Naher Osten: Bundesregierung „äußerst besorgt“ über Gaza-Zusammenstöße

Die deutsche Regierung ruft angesichts der Gewalteskalation bei Protesten im Gaza-Streifen zur Besonnenheit auf. Die UN fürchten eine Verschlimmerung der Lage.

Nach den blutigen Zusammenstößen von Palästinensern und israelischen Soldaten am Rande des Gazastreifens hat die Bundesregierung alle Beteiligten zu Besonnenheit aufgerufen. Die Bundesregierung sei wegen der Zusammenstöße „äußerst besorgt“, teilte ein Sprecher des Auswärtigen Amtes am Samstag mit. „Wir rufen die Beteiligten dringend dazu auf, alles zu unterlassen, was eine weitere Eskalation hervorrufen und erneut Menschen gefährden würde.“ Die Ausübung des Rechts auf Meinungsäußerung und friedlichen Protest dürfe nicht missbraucht werden, um die legitimen Sicherheitsinteressen Israels an der Grenze zu den palästinensischen Gebieten zu verletzen. Die Verteidigung dieser legitimen Interessen müsse gleichwohl verhältnismäßig erfolgen.

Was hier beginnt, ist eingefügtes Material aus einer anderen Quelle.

PR #100, opened 2020-04-07
chore(actions): add macOS

knqyf263:


knqyf263:
I found macOS runner in GitHub Actions didn't support Docker for Mac.
https://github.community/t5/GitHub-Actions/Is-it-possible-to-install-and-configure-Docker-on-MacOS-runner/td-p/39002

PR #101, opened 2020-04-20
feat(image): support OCI Image Format

knqyf263:
You can test this PR with the following commands.

```
$ skopeo copy docker-daemon:alpine:3.11 oci:/tmp/alpine.oci
$ go run cmd/fanal/main.go -f /tmp/alpine.oci
&{Family:alpine Name:3.11.5}
via image Packages: 18
```

Issue: https://github.com/aquasecurity/trivy/issues/465


extractor/image/image.go
```diff
@@ -93,3 +109,33 @@ func fileOpener(fileName string) func() (io.ReadCloser, error) {
...
+	if err != nil {
+		return nil, xerrors.Errorf("invalid index.json: %w", err)
+	}
+
+	if len(m.Manifests) == 0 {
+		return nil, xerrors.New("no valid manifest")
+	}
+
+	// Support only first image
+	h := m.Manifests[0].Digest
```
simar7, line 134: If we only support first image, does this still make us say we're OCI compliant?

extractor/image/image_test.go
```diff
@@ -118,6 +118,12 @@ func TestNewDockerArchiveImage(t *testing.T) {
 				fileName: "../testdata/alpine-310.tar.gz",
 			},
 		},
+		{
+			name: "happy path with OCI Image Format",
+			args: args{
+				fileName: "../testdata/test.oci",
+			},
+		},
```
simar7, line 126: Could you also add some sad paths?

extractor/image/image.go
```diff
@@ -65,7 +66,22 @@ func NewDockerImage(ctx context.Context, imageName string, option types.DockerOp
 	return img, func() {}, nil
 }
 
+// TODO: rename NewDockerArchiveImage to NewArchiveImage
 func NewDockerArchiveImage(fileName string) (v1.Image, error) {
```
simar7, line 70: `NewArchiveImage` sounds good to me.

```suggestion
func NewArchiveImage(fileName string) (v1.Image, error) {
```

extractor/image/image_test.go
knqyf263: We already have a sad path. Isn't it enough?
https://github.com/aquasecurity/fanal/blob/387cf0c049fd5e9073ba760125964f0f3b81bfc9/extractor/image/image_test.go#L127-L133

extractor/image/image.go
knqyf263: `containers/image` does the same thing if any tag/digests are not specified, but they also support multiple images.
https://github.com/containers/image/blob/d13a90f787a7d3cd58e6f13c7cd1f2307b74a1ef/oci/layout/oci_transport.go#L188-L194

If we support multiple images, it makes the implementation a bit complicated. A user needs to specify which image is scanned by digest like the following.

```
$ fanal -f /tmp/alpine.oci@sha256:24fbbcafb45a7030f7d53035753733950ec23320cecb4d10d0f1d2f1da9c62f0
```

This is because a tag like `latest` is optional for OCI, so we need a digest. IMO, there is only 1 image in OCI directory in many cases.

```
// select the first image
$ fanal -f /tmp/alpine.oci
```

I feel it is enough at the moment. If someone raises an issue, we can support multiple images.

extractor/image/image.go
knqyf263: Done https://github.com/aquasecurity/fanal/pull/101/commits/d9baf353482f82019971d255076eeeb63af2d5ec

extractor/image/image.go
simar7: OK! I was just curious.

extractor/image/image_test.go
simar7: I feel it's not. There are still other ways the function can fail. See the coverage as shown below. Red indicates no coverage.
image

knqyf263: Do you think we should go through all paths? Should I add 4 more cases?

simar7: I tried to add tests but I noticed another issue. Currently all errors are masked upstream here: https://github.com/aquasecurity/fanal/pull/101/files#diff-525dd35201b72b43ad63b85dd2720ba6R75-R80 into a single error of `"invalid archive"`.

So we will never be able to see the underlying error that happened in `tryOCI` func. This would be an example to test our return types in such a case. 

I agree that the library is well tested but it doesn't guard against regressions that happens because of future refactorings of `tryOCI` func or in this case where the error isn't what we expected it to be.

extractor/image/image.go
simar7: Can you also rename the test accordingly? https://github.com/aquasecurity/fanal/pull/101/files#diff-525dd35201b72b43ad63b85dd2720ba6L105

`func TestNewDockerArchiveImage(t *testing.T) {`
to 
`func TestNewArchiveImage(t *testing.T) {`

knqyf263: Thanks. I've fixed it.
https://github.com/aquasecurity/fanal/pull/101/commits/9163201742aada50207d588bc5d2d5366270140a

extractor/image/image_test.go
knqyf263: I didn't have a way to handle multiple errors, so I introduced hashicorp/go-multierror.
https://github.com/aquasecurity/fanal/pull/101/commits/12c9696ce44781570891ea24e76d2146159e9ebb

If you feel we should add more tests, please point it out. Of course, you can add it yourself.

simar7: Cool! I added a few more tests: https://github.com/aquasecurity/fanal/pull/101/commits/98fd6e4bb85627e05c733560cfd684b8fa650003

extractor/image/image.go
```diff
@@ -93,3 +119,33 @@ func fileOpener(fileName string) func() (io.ReadCloser, error) {
...
+func tryOCI(fileName string) (v1.Image, error) {
+	lp, err := layout.FromPath(fileName)
+	if err != nil {
+		return nil, xerrors.Errorf("unable to open %s as an OCI Image: %w", fileName, err)
+	}
+
+	index, err := lp.ImageIndex()
+	if err != nil {
+		return nil, xerrors.Errorf("unable to retrieve index.json: %w", err)
+	}
```
simar7, line 132: I'm curious as to when would this error happen? I tried to test it by removing `index.json` from a test image but that case is actually handled by the previous if condition.

knqyf263: I'm not sure the case is useful, but I added it. https://github.com/aquasecurity/fanal/pull/101/commits/0e7df0c642f570e1930d83fe32ef7d40477b93a7

An index.json with no permission should also fail at `ImageIndex()`.

PR #102, opened 2020-04-22
feat(image): support registry token

knqyf263:
If `RegistryToken` is passed directly, it will be used to authenticate with a docker registry.

Blocker: https://github.com/aquasecurity/testdocker/pull/2

Issue: https://github.com/aquasecurity/trivy/issues/453


extractor/image/image_test.go
```diff
@@ -102,6 +109,96 @@ func TestNewDockerImage(t *testing.T) {
...
+
+	type args struct {
+		imageName string
+		option    types.DockerOption
+	}
+	tests := []struct {
+		name    string
+		args    args
+		want    v1.Image
+		wantErr bool
```
danielpacak, line 149: NIT: I'm usually asserting on the error message. This helps in making sure we have appropriate & meaningful error messages when troubleshooting

knqyf263: Thank you for the feedback. I added the assert. I usually assert error messages, but I was slacked off a little 😄

PR #109, opened 2020-05-24
feat: support local filesystem and remote git repository [PART 1]

knqyf263:
## Overview
Add `tar` and `filesystem` walker.

## Note
This is a stacked pull request.

## Parent

## TODO
- [x] fs walker
- [x] tar walker


walker/tar.go
```diff
@@ -0,0 +1,79 @@
...
+			if err != nil {
+				return nil, nil, xerrors.Errorf("failed to analyze file: %w", err)
+			}
+		}
+	}
+
+	return opqDirs, whFiles, nil
+}
+
+// fileOnceOpener reads a file once and the content is shared so that some analyzers can use the same data
```
simar7, line 64:
```suggestion
// tarOnceOpener reads a file once and the content is shared so that some analyzers can use the same data
```

walker/tar.go
```diff
@@ -0,0 +1,79 @@
...
+func tarOnceOpener(r io.Reader) func() ([]byte, error) {
+	var once sync.Once
+	var b []byte
+	var err error
+
+	return func() ([]byte, error) {
+		once.Do(func() {
```
simar7, line 71: I'm not familiar with `once.Do()` so for my understanding: Do subsequent calls after the first one fail? How is data shared amongst callers?

walker/tar.go
knqyf263: Thanks. I'll apply this change after merging #110 - #114 to avoid conflict.

walker/tar.go
knqyf263: It's closure and `once`, `b` and `err` are shared among callers. If `once.Do` fails, `err` is not nil, so it always returns the error. But if this function returns an error, the program exits anyway.

PR #110, opened 2020-05-24
feat: support local filesystem and remote git repository [PART 2]

knqyf263:
## Overview
Merge `OSAnalyzer`, `PkgAnalyze` and `LibraryAnalyzer` into `analyzer` interface.

```
type analyzer interface {
	Name() string
	Analyze(content []byte) (AnalyzeReturn, error)
	Required(filePath string, info os.FileInfo) bool
}
```

## Note
- The tests which are commented out are fixed in https://github.com/aquasecurity/fanal/pull/113.

## Parent


analyzer/analyzer.go
```diff
@@ -30,310 +23,131 @@ var (
...
 }
 
-func GetPackages(filesMap extractor.FileMap) ([]types.PackageInfo, error) {
-	var results []types.PackageInfo
-	for _, analyzer := range pkgAnalyzers {
-		pkgMap, err := analyzer.Analyze(filesMap)
-
-		// Differentiate between a package manager not being found and another error
-		if err != nil && err == ErrNoPkgsDetected {
+func AnalyzeConfig(targetOS types.OS, configBlob []byte) []types.Package {
```
simar7, line 136: Could you remind me again what is this used for?

simar7: On a sidenote, my IDE says only Alpine currently implements `analyzer.Analyze` what about other OSes?

analyzer/library/bundler/bundler.go
```diff
@@ -2,48 +2,41 @@ package bundler
...
+	return analyzer.AnalyzeReturn{
+		Libraries: libs,
+	}, nil
 }
 
-func (a bundlerLibraryAnalyzer) RequiredFiles() []string {
-	return []string{"Gemfile.lock"}
+func (a bundlerLibraryAnalyzer) Required(filePath string, _ os.FileInfo) bool {
+	fileName := filepath.Base(filePath)
+	return utils.StringInSlice(fileName, requiredFiles)
```
simar7, line 39: A general observation between the various library/*.go files is that there's a lot of duplicate logic especially for functions like `Analyze`, `Required`. Could we DRY this up somehow? If we end up doing so it will also become easier to write a tests (less duplicate setups to keep).

analyzer/analyzer.go
```diff
@@ -1,26 +1,19 @@
...
 )
 
 var (
-	osAnalyzers      []OSAnalyzer
-	pkgAnalyzers     []PkgAnalyzer
-	libAnalyzers     []LibraryAnalyzer
-	commandAnalyzers []CommandAnalyzer
-	additionalFiles  []string
+	analyzers       []analyzer
+	configAnalyzers []configAnalyzer
```
simar7, line 16: Design: Since we are modifying this I would like to propose that we should eliminate global package state if we can. I think we can achieve this by exposing a function that can take in a argument of `[]analyzer` and the user of the library can pass in the various analyzers they would like to register.

More commentary here: https://dave.cheney.net/2017/06/11/go-without-package-scoped-variables

analyzer/analyzer.go
```diff
@@ -30,310 +23,131 @@ var (
...
 		}
-		layers = append(layers, layer)
-	}
-
-	mergedLayer := docker.ApplyLayers(layers)
-	if mergedLayer.OS == nil {
-		return mergedLayer, ErrUnknownOS // send back package and apps info regardless
-	} else if mergedLayer.Packages == nil {
-		return mergedLayer, ErrNoPkgsDetected // send back package and apps info regardless
-	}
```
simar7, line 254: What happens in this use case now?

test/integration/benchmark_test.go
```diff
@@ -25,10 +24,11 @@ import (
 	_ "github.com/aquasecurity/fanal/analyzer/library/yarn"
 	_ "github.com/aquasecurity/fanal/analyzer/os/alpine"
 	_ "github.com/aquasecurity/fanal/analyzer/os/amazonlinux"
-	_ "github.com/aquasecurity/fanal/analyzer/os/debianbase"
+	_ "github.com/aquasecurity/fanal/analyzer/os/debian"
```
simar7, line 27: Have you renamed `debianbase` to `debian`?

analyzer/os/photon/photon.go
```diff
@@ -3,53 +3,57 @@ package photon
...
-			}
-
-			if photonName != "" && strings.HasPrefix(line, "VERSION_ID=") {
-				return types.OS{
+
+		if photonName != "" && strings.HasPrefix(line, "VERSION_ID=") {
+			return analyzer.AnalyzeReturn{
+				OS: types.OS{
 					Family: photonName,
 					Name:   strings.TrimSpace(line[11:]),
```
simar7, line 45: What happens if `line` doesn't have enough length to do [11:]?

analyzer/os/amazonlinux/amazonlinux.go
```diff
@@ -4,51 +4,63 @@ import (
...
+		// Only Amazon Linux Prefix
+		if strings.HasPrefix(line, "Amazon Linux release 2") {
+			return types.OS{
+				Family: aos.Amazon,
+				Name:   fmt.Sprintf("%s %s", fields[3], fields[4]),
+			}, nil
+		} else if strings.HasPrefix(line, "Amazon Linux") {
+			return types.OS{
+				Family: aos.Amazon,
+				Name:   strings.Join(fields[2:], " "),
```
simar7, line 53: We should check what size `fields` is before we operate on individual slice items.

analyzer/analyzer.go
simar7: Oh I guess this is reintroduced here? https://github.com/aquasecurity/fanal/pull/111/files?file-filters%5B%5D=.go#diff-8d7f91425a215d1c8e3d51d7b49ebfa2R28-R33 

Am I correct?

analyzer/analyzer.go
```diff
@@ -30,310 +23,131 @@ var (
...
-		os, err := analyzer.Analyze(filesMap)
+		ret, err := analyzer.Analyze(b)
 		if err != nil {
 			continue
 		}
-		return &os
+		result.Merge(ret.ConvertToResult(analyzer.Name(), filePath))
 	}
-	return nil
+	return result, nil
```
simar7, line 133: This will create a copy of the result which includes a `sync.Mutex` which will be ended up getting copied. I think we should return a reference here instead to avoid that situation. Or we could make `sync.Mutex` a reference within the `AnalysisResult` struct.

analyzer/analyzer.go
knqyf263: `Analyzer` analyzers files in a container image such as `/var/lib/dpkg/status`, but an image has metadata in `config.json`. This is managed separately from the layer content and includes history such as `RUN`, `COPY` and `ENV` used in Dockerfile. `AnalyzeConfig` is intended to analyze such a history.

Especially, the target is the following case.

```
RUN apk add openssl && \
        wget https://example.com/anysoftware.tar.gz && \
        tar xvf anysoftware.tar.gz && cd anysoftware && \
       ./configure --with-ssl && make && make install && \
       apk del openssl
```

In this case, `openssl` is linked to `anysoftware` statically, but it doesn't exist in the merged layer since this package is deleted. So, `AnalyzeConfig` parses `RUN` lines and extracts deleted packages.

>On a sidenote, my IDE says only Alpine currently implements analyzer.Analyze what about other OSes?
Right. As you can see, `RUN` doesn't show which version is installed. But Alpine stores only the latest version in their repository. So, we can know the version from `created_at`. I think it is difficult for other OSes.

analyzer/analyzer.go
knqyf263: Right. `ApplyLayers` was in `analyzer.go`, but I moved it in the dedicated file, `applier.go`.

test/integration/benchmark_test.go
knqyf263: I split `debianbase` into `debian` and `ubuntu`.

analyzer/library/bundler/bundler.go
knqyf263: I thought it was flexible to implement in each library/*.go, but I'll try DRY.

analyzer/analyzer.go
knqyf263: Yes, I usually avoid package scoped variables, but this is `Registration`pattern and many go standard packages use it.
https://sourcegraph.com/github.com/golang/go/-/blob/src/database/sql/sql.go#L35

The blog author doesn't like the `Registration` pattern, but I feel there are some advantages. It makes introducing plugin easy. A build tag can toggle whether we use the analyzer or not.

```
// +build commercial

package myanalyzer

func init() {
    analyzer.Register(myAnalyzer{})
}

...
```

```
$ go build // myanalyzer is not used
$ go build -tags commercial  // myanalyzer is used
```

Also, Go has `plugin` package.
https://golang.org/pkg/plugin/

```
// +build commercial

package myanalyzer

func init() {
    analyzer.Register(myAnalyzer{})
}

...
```

```
$ go build -buildmode=plugin -o myanalyzer.so myanalyzer.go
```

```
func main() {
    files, err := ioutil.ReadDir("plugin/")
    if err != nil {
        panic(err)
    }

    for _, file := range files {
        // init() is called
        p, err := plugin.Open(file.Name())
        if err != nil {
            fmt.Fprintln(os.Stderr, err)
            os.Exit(-1)
        }
    }
}
...
```

```
$ go run main.go // myanalyze is not used
$ mv myanalyzer.so plugin/
$ go run main.go // myanalyzer is used
```

I think Go maintainers also know a package scoped variable is not good, but they selected extensibility.

analyzer/os/photon/photon.go
knqyf263: Just empty.
https://play.golang.org/p/UclQNFPuCR_O

analyzer/os/amazonlinux/amazonlinux.go
knqyf263: I've fixed it in https://github.com/aquasecurity/fanal/pull/110/commits/d1bdfd8fbc15a7c2333f86502e86161597fcee25
https://play.golang.org/p/K2DC8_7ajCW

analyzer/library/bundler/bundler.go
knqyf263: I tried the following, but I feel like it doesn't help so much. The original function is small enough, so we can't reduce so many lines. Do you have any idea?

```
func analyze(content []byte, parse func(r io.Reader) ([]godeptypes.Library, error)) (analyzer.AnalyzeReturn, error) {
	r := bytes.NewBuffer(content)
	libs, err := parse(r)
	if err != nil {
		return analyzer.AnalyzeReturn{}, xerrors.Errorf("error with a lock file: %w", err)
	}
	return analyzer.AnalyzeReturn{
		Libraries: libs,
	}, nil
}

type bundlerLibraryAnalyzer struct{}

func (a bundlerLibraryAnalyzer) Analyze(content []byte) (analyzer.AnalyzeReturn, error) {
	ret, err := analyze(content, bundler.Parse)
	if err != nil {
		return analyzer.AnalyzeReturn{}, xerrors.Errorf("unable to parse Gemfile.lock: %w", err)
	}
	return ret, nil
}
```

analyzer/analyzer.go
knqyf263: Thanks. I fixed it.
https://github.com/aquasecurity/fanal/pull/110/commits/ae13a5383a54b7c69ab1c004b3e9955a96596f5f

analyzer/library/bundler/bundler.go
simar7: I like this idea. I pushed some changes here https://github.com/aquasecurity/fanal/pull/110/commits/0f897b6e4727fe9fd216f2a050f6d4a3455a9d0b

PR #111, opened 2020-05-24
feat: support local filesystem and remote git repository [PART 3]

knqyf263:
## Overview
Add `Applier` to apply layers.

## Note
- The tests which are commented out are fixed in https://github.com/aquasecurity/fanal/pull/113.

## Parent


applier/docker.go
```diff
@@ -0,0 +1,122 @@
+package applier
```
simar7, line 1: It's nice to see we can do major refactors and re-writes like this without breaking functionality since `docker_test.go` exists! 🤞

PR #112, opened 2020-05-24
feat: support local filesystem and remote git repository [PART 4]

knqyf263:
## Overview
Add `image`, `local` and `remote` artifacts

## Note

## Parent


artifact/local/fs.go
```diff
@@ -0,0 +1,89 @@
...
+	}
+
+	// get hostname
+	var hostName string
+	b, err := ioutil.ReadFile(filepath.Join(a.dir, "etc", "hostname"))
+	if err != nil {
+		hostName = a.dir
+	} else {
+		hostName = strings.TrimSpace(string(b))
+	}
```
simar7, line 82: What's this for?

artifact/remote/testdata/test.git/hooks/applypatch-msg.sample
```diff
@@ -0,0 +1,15 @@
+#!/bin/sh
```
simar7, line 1: Do we really need all hooks in the `test.git` repo? I was able to run tests just fine without them.

artifact/local/fs.go
knqyf263: if you scan filesystem inside a container like `trivy filesystem /`, it shows `/ (alpine:3.11)`. I thought we should display the hostname. e.g. `web01 (alpine:3.11)`.

artifact/remote/testdata/test.git/hooks/applypatch-msg.sample
knqyf263: Ah, it is unnecessary. I've just run `git init`. I'll remove them.

knqyf263: I removed them https://github.com/aquasecurity/fanal/pull/112/commits/1dd8e2e51167244d38e40861f3dbc7fd191c1196, but the test still passes. Thanks!

artifact/local/fs.go
simar7: I see. How about using `os.Hostname` in that case?

knqyf263: I didn't know it. I'll use it. Thanks!

knqyf263: Oh, I'm sorry, but I found `os.Hostname` doesn't work in our case. When a user scans `/app/python_project`, we shouldn't show the hostname of the local machine. They focus on scanning the project and don't want to know the hostname.

Also, they may export a container's filesystem and scan the directory. In that case, we should display the hostname of the container, not the hostname of the machine running the container.

For example,
```
$ hostname
knqyf263's Mac
$ docker export $(docker create alpine:3.7) |tar -C /tmp/rootfs -xvf -
$ ls /tmp/rootfs
bin/  dev/  etc/  home/  lib/  media/  mnt/  proc/  root/  run/  sbin/  srv/  sys/  tmp/  usr/  var/
$ trivy fs /tmp/rootfs
```

In this case, we shouldn't display `knqyf263's Mac`, but the content of `/tmp/rootfs/etc/hostname`. If we use `os.Hostname()`, it returns `knqyf263's Mac`.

„Dieser Vorfall zeigt erneut, wie dringend nötig es ist, dass beide Seiten wieder Verhandlungen aufnehmen“, so der Außenamtssprecher. „Nur so kann eine Lösung gefunden werden, die allen Menschen zwischen Mittelmeer und Jordan ein Leben in Würde und Selbstbestimmung erlaubt.“

UN-Sicherheitsrat bespricht die Eskalation der Gewalt

Zuvor hatte sich schon UN-Generalsekretär António Guterres „zutiefst besorgt“ geäußert. Seine Gedanken seien bei den Angehörigen der Opfer, sagte ein Sprecher des Generalsekretärs am Freitag (Ortszeit) in einer Stellungnahme. Der UN-Sicherheitsrat trat wegen der Gewalteskalation in der Nacht zum Karsamstag in New York zusammen. Palästinenserpräsident Mahmud Abbas rief einen nationalen Tag der Trauer aus.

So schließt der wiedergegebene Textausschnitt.